Despite the time, we wanted to stay committed to our original plan of walking through the Chatuchak Weekend Market, since we wouldn’t be staying in Bangkok long enough to see another weekend. It’s a long taxi ride to the other side of the city. Food was first on our list. One of the stalls was frying up delicious smelling spring rolls, the food that I had been looking forward to for moths! Authentic Thai Spring Rolls. Mmmmm….. Mikki went for the Chicken Satay with peanut sauce, and we did quite a bit of sharing. This market was an incredible maze. Absolutely huge, we found it to be impossible to find what we were looking for so we gave up and decided to wander aimlessly and let our things find us instead. Feeling blissful in our wandering, we both picked up some lightweight clothing realizing that a lot of what we packed was simply not practical for the weather here and that the best decision would be to dress in local styles and fabrics and send the rest of our clothes home. When the stalls started packing up for the night, we sought out a highly rated massage parlor that Mikki had researched aptly called Good Massage. For 200 baht ($6) we received a 45 minute massage on our feet and legs that was simply heavenly.

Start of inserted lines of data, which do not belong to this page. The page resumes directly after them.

PR #4800, opened 2024-07-20
fix: make `elab_as_elim` eagerly elaborate arguments for parameters appearing in the types of targets

kmill:
The `elab_as_elim` elaborator eagerly elaborates arguments that can help with elaborating the motive, however it does not include the transitive closure of parameters appearing in types of parameters appearing in ... types of targets.

This leads to counter-intuitive behavior where arguments supplied to the eliminator may unexpectedly have postponed elaboration, causing motives to be type incorrect for under-applied eliminators such as the following:

```lean
class IsEmpty (α : Sort u) : Prop where
  protected false : α → False

@[elab_as_elim]
def isEmptyElim [IsEmpty α] {p : α → Sort _} (a : α) : p a :=
  (IsEmpty.false a).elim

example {α : Type _} [IsEmpty α] :
  id (α → False) := isEmptyElim (α := α)
```

The issue is that when `isEmptyElim (α := α)` is computing its motive, the value of the postponed argument `α` is still an unassignable metavariable. With this PR, this argument is now among those that are eagerly elaborated since it appears as the type of the target `a`.

This PR also contains some other fixes:
* When underapplied, does unification when instantiating foralls in the expected type.
* When overapplied, type checks the generalized-and-reverted expected type.
* When collecting targets, collects them in the correct order.

Adds trace class `trace.Elab.app.elab_as_elim`.

This is a followup to #4722, which added motive type checking but exposed the eagerness issue.

### DIFF
--- a/src/Lean/Elab/App.lean
+++ b/src/Lean/Elab/App.lean
@@ -807,7 +807,7 @@ def finalize : M Expr := do
           discrs := discrs.set! tidx x
     if let some idx := discrs.findIdx? Option.isNone then
       -- This should not happen.
-      trace[Elab.app.elab_as_elim] "Internal error, missing target at argument index {idx}"
+      trace[Elab.app.elab_as_elim] "Internal error, missing target with index {idx}"
       throwError "failed to elaborate eliminator, insufficient number of arguments"
     trace[Elab.app.elab_as_elim] "discrs: {discrs.map Option.get!}"
     let motiveVal ← mkMotive (discrs.map Option.get!) expectedType


src/Lean/Elab/App.lean
```diff
@@ -761,37 +765,58 @@ def revertArgs (args : List Arg) (f : Expr) (expectedType : Expr) : TermElabM (E
...
+    if discrs.any Option.isNone then
       for i in [idx:idx + xs.size], x in xs do
-        if (← read).elimInfo.targetsPos.contains i then
-          discrs := discrs.push x
-    let motiveVal ← mkMotive discrs expectedType
+        if let some tidx := (← read).elimInfo.targetsPos.indexOf? i then
+          discrs := discrs.set! tidx x
+    if let some idx := discrs.findIdx? Option.isNone then
+      -- This should not happen.
+      trace[Elab.app.elab_as_elim] "Internal error, missing target at argument index {idx}"
```
kmill, line 810:
```suggestion
      trace[Elab.app.elab_as_elim] "Internal error, missing target with index {idx}"
```

PR #4801, opened 2024-07-21
feat: usize for array types

### LINKED ISSUE #4654: RFC: Array.usize
### Proposal

I propose to add `Array.usize` to get the `USize` size of an array, without going through `Nat`.

Currently, to get the `USize` of an array, one needs to use `Array.size` and then `Nat.toUSize`. The latter takes the return value of `Array.size` and calculates the remainder modulo `USize.size`. This is not optimal since arrays are stored in memory and therefore cannot exceed `USize.size`.  This proposal would bypass the remainder step and return the correct array size as an `USize` scalar (which is trivial to access in the current array implementation).

Other array operations have optimizations that bypass this trivial size check for the sake of nearly matching C-language performance. Some of my code at `UnicodeBasic` and elsewhere could benefit a lot from this nearly trivial improvement to the array API.

The drawback is that this adds one more unsafe implementation. So this request needs some careful consideration.

### Impact

fgdorais:
Add efficient `usize` functions for `Array`, `ByteArray`, `FloatArray`.

This is part 1 of 2 since there is a need to update stage0 between the two parts. (See discussion below.)

Closes #4654

### DIFF
--- a/stage0/src/stdlib_flags.h
+++ b/stage0/src/stdlib_flags.h
@@ -18,3 +18,5 @@ options get_default_options() {
     return opts;
 }
 }
+
+// please update stage0


fgdorais:
It was necessary to update stage0 in order to use the `usize` functions.

fgdorais:
awaiting-review

nomeata:
I didn't expect this to need a stage0 update. Why is that so?

fgdorais:
I didn't expect that either. It's because these are `extern` definitions so there is no code for them until stage0 is updated.

nomeata:
Hmm, still somewhat strange, the the C symbol should already be there, shouldn’t it? Did you try setting `prefer_native` to true?

But I’m no expert here. I’m just bringing this up because PRs with stage0 updates need to be manually merged by (I think) Sebastian or Leo. If you’d split it in two PRs then more people can merge and it can go through the normal merge queue.

fgdorais:
I'm not an expert there either. If I don't update stage0 then calls to `usize` look for the reference implementation instead of the extern symbol, but the reference implementation is never compiled.

Yes, I read the manual. I also made sure the commits were clean. I was thinking about splitting in two but I was hoping Sebastian would say something before I did that. Either way, there needs to be a stage0 update between the two commits.

nomeata:
Right, this works of course! It’s just that with two PRs, the stage0 update can happen via the github bot. But not problem for me letting Sebastian merge this PR :-)

fgdorais:
There's a bot for that! I thought Sebastian would have to do it either way...

I will split right away then!

nomeata:
There is a bot these days. It runs automatically after a PR merge whenever it touches `stage0/src/stdlib_flags.h`, or anyone with commit rights can trigger it.

So you could even leave a comment in `stage0/src/stdlib_flags.h` of the form
```
// please update stage0
```
and it’ll happen automatically after the PR enters master (and it will nicely override this comment).

src/Init/Data/Array/Basic.lean
```diff
@@ -50,6 +50,13 @@ instance : Inhabited (Array α) where
 def singleton (v : α) : Array α :=
   mkArray 1 v
 
+/-- Low-level version of `size` that directly queries the C array object cached size.
+    While this is not provable, `usize` always returns the exact size of the array since
+    the implementation only supports arrays of size less than `USize.size`.
+-/
+@[extern "lean_array_size", simp]
+def usize (a : @& Array α) : USize := a.size.toUSize
```
nomeata, line 58: It seems that other functions from C world that are used via `extern` have a
`LEAN_EXPORT` declaration in the corresponding header file. Did you intentionally not add one of these for the new functions?

fgdorais: I think `LEAN_EXPORT` only matters for symbols exported to a shared library. That doesn't seem necessary in this case. For example, `lean_array_get_size` (which implements `Array.size`) does not have a `LEAN_EXPORT`.

nomeata: Great, thanks for checking.

nomeata (approved):

fgdorais:
Thank you so much for your help Joachim! This PR would have stayed in limbo for a long time without your enlightening comments!

PR #4802, opened 2024-07-21
feat: use usize for array types

### LINKED ISSUE #4654: RFC: Array.usize

fgdorais:
This is part 2 of 2 of #4801 (which closes #4654). That PR was split in two to allow a stage0 update between declaring the `usize` functions and using them where they are needed.


fgdorais:
awaiting-review

PR #4810, opened 2024-07-23
feat: safer #eval, and #eval!

### LINKED ISSUE #1697: `#eval` evaluates term with failing tactics
```lean
#eval show Nat from False.rec (by decide)
```

- In the server the file crashes.
- On the command line it prints `unreachable code` (original report produced `incomplete case`)

We should probably not eval terms where the elaborator fails.

Zulip: https://leanprover.zulipchat.com/#narrow/stream/270676-lean4/topic/crash.20when.20using.20.22by.20decide.22/near/301853648

nomeata:
previously, `#eval` would happily evaluate expressions that contain
`sorry`, either explicitly or because of failing tactics. In conjunction
with operations like array access this can lead to the lean process
crashing, which isn't particularly great.

So how `#eval` will refuse to run code that (transitively) depends on
the `sorry` axiom (using the same code as `#print axioms`).

If the user really wants to run it, they can use `#eval!`.

Closes #1697

### DIFF
--- a/tests/lean/terminationFailure.lean
+++ b/tests/lean/terminationFailure.lean
@@ -8,8 +8,8 @@ where
   | 0 => 2
   | x => f x * 2
 
-#check! f
-#check! f.g
+#check f
+#check f.g
 
 #eval! f 0
 #eval! f.g 0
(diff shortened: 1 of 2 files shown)


nomeata:
Actually I’m feeling confident enough, I’ll just merge :-)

It was quite the set up with reclining cushions, pillows and blankets. After all the walking we had been doing we were in need of a little pampering. Mikki also found us a lovely little restaurant on the edges of the market that we knew had to be good given it’s high population of locals. She had seafood fried rice that included shrimp and squid and I ate an incredible chicken lime soup with noodles and vegetables. Unfortunately the journey back to the hostel would turn out to be a frustrating endeavor that was ALMOST night ruining.

Tuk Tuk Bangkok

Traveling to the market in a taxi we paid 100 baht but leaving the market as it was closing, with all the other tourists, the taxis who were stationed there refused to lower their price under 300 baht. Supply and demand I guess. They knew all these tourists needed to get back across town to their hotels. They knew it was too far to walk. And they had clearly all agreed that none would charge under this specific amount. They flatly refused to use the meter. We talked to over a dozen taxi drivers all with the same result. We fell into despair that we would ever get back for a reasonable price without the threat of being scammed. We finally found a Tuk Tuk driver who we could negotiate down to 200 baht and we jumped at it. He had decked out his transportation in disco lights and the damn thing looked like it was being held together with nothing but zipties. He was either the worst driver we had so far, or the best. It was difficult to tell. He drove in a manner that we would politely call Aggressive even in a place like Bangkok, or New York City. He assumed that all other vehicles would stop for him, and never stopped for anyone else. Driving at a high speed he wove in and out of traffic and around cars. The entire journey had the headlines I had read about Bangkok being the number 2 city in the world for automobile fatalities running through my head. He did get us back safely to our hostel and in record time no less. 200 baht. What a deal! Oh man, what an exhausting day.

Has anybody else been to Bangkok? What were your experiences like??